Add a mode to GtkListItemWidget that activates on
single click and selects on hover. Make
GtkListItemManager set this on its items
when its own 'property' of the same name is set.
The port is kind of evil, in that it stores either a PangoFontFamily or a
PangoFontFace in the list, depending on if the fontchooser is configured
to select fonts or faces.
It also does not cache the font description anymore, so more calls to
pango_font_describe() may happen.
If both of these issues turn out problematic, the fontchooser would need
to resurrect GtkDelayedFontDescription again and put objects of that
type through the model.
These changes depend on Pango 1.46's introduction of listmodels and
various new getters, so the dependency has been upgraded.
This uses a custom GtkColumnViewTitle widget. So far that widget is
pretty boring, but that will change once we added
resizing, reordering, dnd, sorting, hiding/showing of columns or
whatever UIs we want.
The ColumnView now allocates column widths first and then the individual
rows use the new layout manager which looks at the column allocations to
allocate their children.
It's a GtkListItemWidget subclass that tracks the column it belongs to
and allows the column to track it.
We also use this subclass to implement sizing support so columns share
the same size and get resized in sync.
It's private, no APIs, we don't talk about it. But we will start using
it very soon, so we can do size request caching in columns and avoid
sizegroups...
We only create them in root/unroot (they should be created in
appear/disappear, but that vfunc doesn't exist yet), that way we can
avoid expensive work while the widget isn't used for anything.
This way, we can ensure it's always there when we need it (before the
item gets created) and gone when we don't (if some GC language holds on
to the item after we've destroyed the widget).
Instead of 6 vfuncs, we now have 3 and rely on the factory keeping track
of what it needs to do.
We're doing lots of dancing from one object to another here, but this
will hopefully get simpler with further commits.
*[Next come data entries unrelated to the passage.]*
PR #6631, opened 2025-11-10
Use autocomplete for unit selection on collection new/edit

masaball:
This commit makes use of the auto-complete-element 'data-autocomplete-value' feature which allows a separate input value to be assigned to a given display value. The issue is that when a selection is made, the input is changed to the input value. So a user inputting 'Defaul' then selecting 'Default Unit' will see the input field change to the unit id. This could be confusing for users, but might be alright?

### DIFF
--- a/app/models/admin/unit.rb
+++ b/app/models/admin/unit.rb
@@ -247,7 +247,7 @@ class Admin::Unit < ActiveFedora::Base
     # We can get around this by using format.
     filter = format('has_model_ssim: "%s"', "Admin::Unit")
 
-    search_array = ActiveFedora::SolrService.query(solr_query, rows: 1000, fq: filter)
+    search_array = ActiveFedora::SolrService.query(solr_query, rows: 1000, fq: filter, fl: [:id, :name_ssi])
 
     search_array.map { |value| { id: value[:id], display: value[:name_ssi] } }
   end


app/models/admin/unit.rb
```diff
@@ -238,6 +238,20 @@ def as_json(_options = {})
...
+  def self.autocomplete(query, _id = nil)
+    # Search name_uniq_si for case insensitivity since that field is downcased
+    # name_uniq_si has no whitespace, so remove whitespace from the query
+    solr_query = "name_uniq_si: (#{query.downcase.gsub(/\s+/, '')}*)"
+    # To take advantage of solr automagically escaping characters the query has to be in single quotes.
+    # This runs counter to ruby's string interpolation which requires the string to be in double quotes.
+    # We can get around this by using format.
+    filter = format('has_model_ssim: "%s"', "Admin::Unit")
+
+    search_array = ActiveFedora::SolrService.query(solr_query, rows: 1000, fq: filter)
```
cjcolvar: You can scope this to just the two fields needed for a tiny bit of saved bandwidth and processing.
```suggestion
    search_array = ActiveFedora::SolrService.query(solr_query, rows: 1000, fq: filter, fl: [:id, :name_ssi])
```

cjcolvar (approved):

PR #6637, opened 2025-11-12
Initialize tags in playlist/timelines edit forms

Dananji:
This reverts a buggy code change made in https://github.com/avalonmediasystem/avalon/pull/6619.

The absence of this code breaks the playlist/timeline details show page whenever a user edits relevant details and saves the edit form without interacting with the tag-select form field. Because with this particular workflow the hidden input that passes current tags to the back-end remains empty at the time of the form submission. And this default value is an empty string, which breaks the array-related methods associated with `playlist.tags` values.

Related issue: #6564


masaball (approved):
👍

PR #6644, opened 2025-11-20
Collections inherit special access from parent Unit

masaball:


cjcolvar (approved):
This looks good as far as I can tell from a quick read through.  I think it's fine to merge this in so we can get closer to testing it out in its entirety on avalon-dev.

Issue #6649, opened 2025-12-03
MasterFilesController#create takes linearly more time the larger the file


cjcolvar:
**Describe the bug**
Ingesting a large file from the dropbox takes a really long time to start processing.  It appears that files might take linearly more time the larger they are.  A couple quick tests had a 300MB audio file take 90 seconds to start processing in MediaConvert after returning a 504 response from timing out.  A 2.5G file took 5 minutes and a user reported that a 5.6G file took 12 minutes in their AWS instance.  From the logs it appears that some part of the controller logic around the first or second save of the MediaObject is the source of the slowdown.  This might be common to dropbox and direct upload files as well as AWS and non-AWS installs.

**To Reproduce**
Steps to reproduce the behavior, including the results:
1. Go to Manage Files edit step for an item (e.g. https://demo.avalonmediasystem.org/media_objects/g158bh506/edit?step=file-upload)
2. Click on 'Open Dropbox'
3. Select a large file (1G+)
4. Click 'Submit'
5. Notice 504 after waiting 60 seconds
6. Notice encoding job takes minutes before appearing the MediaConvert dashboard

**Expected behavior**
Request should complete within a few seconds and transcoding should start shortly after.

**Environment (please complete the following information):**
- [ ] avalon-dev
- [ ] avalon-staging
- [ ] mco-staging
- [ ] mco-production
- [X] demo

PR #6661, opened 2025-12-09
Only request magic bytes for mimetype verification

masaball:
Related issue: #6649

We analyze input files on upload to determine if they are audio or video and to grab some of the metadata to fill out the record. This process involves checking the file mimetype, which was using our `FileLocator.reader` method. In S3 environments this would download the entire file, resulting in linearly increasing upload times based on file size. By requesting just the first ~16 bytes of the file for this case, we should be able to reduce upload time of multi-gig files from several minutes down to less than 10 seconds.

This also memoizes the content type method so that the download should hopefully only happen once per instance.

### DIFF
--- a/app/services/file_locator.rb
+++ b/app/services/file_locator.rb
@@ -141,13 +141,15 @@ class FileLocator
   end
 
   def magic_bytes
+    # Magic bytes for relevant file types should max out at 16, so only request
+    # that range when checking mimetype.
     case uri.scheme
     when 's3'
-      S3File.new(uri).object.get(range: '0-16').body
+      S3File.new(uri).object.get(range: 'bytes=0-15').body
     when 'file'
-      File.open(location, 'r')
+      File.read(location, 16)
     else
-      open_uri
+      open_uri.read(16)
     end
   end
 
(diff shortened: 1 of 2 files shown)


app/services/file_locator.rb
```diff
@@ -134,7 +134,18 @@ def reader
...
+  end
+
+  def magic_bytes
+    case uri.scheme
+    when 's3'
+      S3File.new(uri).object.get(range: '0-16').body
+    when 'file'
+      File.open(location, 'r')
     else
       open_uri
```
cjcolvar: I think it would be good if these other cases also returned the first 16 bytes too.  

```suggestion
      File.read(location, 16)
    else
      open_uri.read(16)
```

FWIW some quick testing locally shows a very slight speedup for `'file'` when working with large files and fetching just the first 16 bytes (~1ms with a 2.5GB file).  I didn't see any consistent difference with `open_uri.read(16)` and https://test-videos.co.uk/vids/bigbuckbunny/mp4/h264/1080/Big_Buck_Bunny_1080_10s_30MB.mp4.

cjcolvar (commented):
Great find!  I love the `#magic_bytes` method!  Could you please add some unit tests for it?

I'm really looking forward to getting this in place in production and seeing how it helps reduce those super long `MasterFilesController#create` requests!

cjcolvar (approved):
Looks great!

PR #6662, opened 2025-12-10
Media objects inherit from collection and unit

masaball:


config/locales/en.yml
```diff
@@ -200,7 +200,8 @@ en:
       Lending Period is the length of time that an item may be checked out for.
       Day and Hour values must be positive integers.
     apply_to_all_warning: "This action will affect %s items. Do you wish to proceed?"
-    inherited_role: 'This role is inherited from Unit "%{unit_name}" and cannot be removed.'
+    collection_inherited_role: 'This role is inherited from Unit "%{unit_name}" and cannot be removed.'
+    media_object_inherited_role: 'This role is inherited from Collection "%{collection_name}"'
```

This splits GtkListItem into 2 parts:
1. GtkListItem
This is purely a GObject with public API for developers who want to
populate lists. There is no chance to cause conflict with GtkWidget
properties that the list implementation assumed control over and
defines a clear boundary.
2. GtkListItemWidget
The widget part of the listitem. This is not only fully in control of
the list machinery, the machinery can also use different widget
implementations for different list widgets like I inted to for
GtkColumnView.
The widget mostly works out of the box, but some tweaking may be
necessary (in particular in the theme) and the gtk-demo changes might
require removing before this is production-ready.